(The task):
Only those lines running from the start of the listing below through the line that holds "- [ ] Exposed" are to be written out, exactly and in full.

(Available records):
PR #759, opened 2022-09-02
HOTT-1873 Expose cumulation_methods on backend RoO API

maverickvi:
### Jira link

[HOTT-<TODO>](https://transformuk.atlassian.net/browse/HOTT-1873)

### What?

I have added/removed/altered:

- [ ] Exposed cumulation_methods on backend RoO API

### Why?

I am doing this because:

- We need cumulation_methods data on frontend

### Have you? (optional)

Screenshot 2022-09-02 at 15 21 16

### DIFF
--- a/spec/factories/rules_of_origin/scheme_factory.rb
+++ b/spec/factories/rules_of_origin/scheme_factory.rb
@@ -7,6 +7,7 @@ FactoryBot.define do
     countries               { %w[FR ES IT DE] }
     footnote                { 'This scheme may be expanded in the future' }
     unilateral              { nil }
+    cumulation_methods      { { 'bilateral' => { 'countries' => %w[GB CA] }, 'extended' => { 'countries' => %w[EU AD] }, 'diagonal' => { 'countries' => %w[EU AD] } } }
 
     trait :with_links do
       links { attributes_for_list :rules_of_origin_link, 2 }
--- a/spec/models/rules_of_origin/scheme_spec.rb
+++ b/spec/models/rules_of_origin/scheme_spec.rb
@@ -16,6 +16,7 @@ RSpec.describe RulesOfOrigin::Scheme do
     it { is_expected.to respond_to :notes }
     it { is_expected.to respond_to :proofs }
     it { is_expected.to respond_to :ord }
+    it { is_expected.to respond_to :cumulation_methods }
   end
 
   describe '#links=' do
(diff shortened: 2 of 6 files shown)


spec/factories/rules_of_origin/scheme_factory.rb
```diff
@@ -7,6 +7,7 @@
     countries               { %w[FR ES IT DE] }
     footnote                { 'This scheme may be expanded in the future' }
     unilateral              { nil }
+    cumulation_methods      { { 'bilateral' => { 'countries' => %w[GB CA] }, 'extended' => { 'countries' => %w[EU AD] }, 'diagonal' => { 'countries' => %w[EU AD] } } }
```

(Exercise solution):
PR #759, opened 2022-09-02
HOTT-1873 Expose cumulation_methods on backend RoO API

maverickvi:
### Jira link

[HOTT-<TODO>](https://transformuk.atlassian.net/browse/HOTT-1873)

### What?

I have added/removed/altered:

- [ ] Exposed cumulation_methods on backend RoO API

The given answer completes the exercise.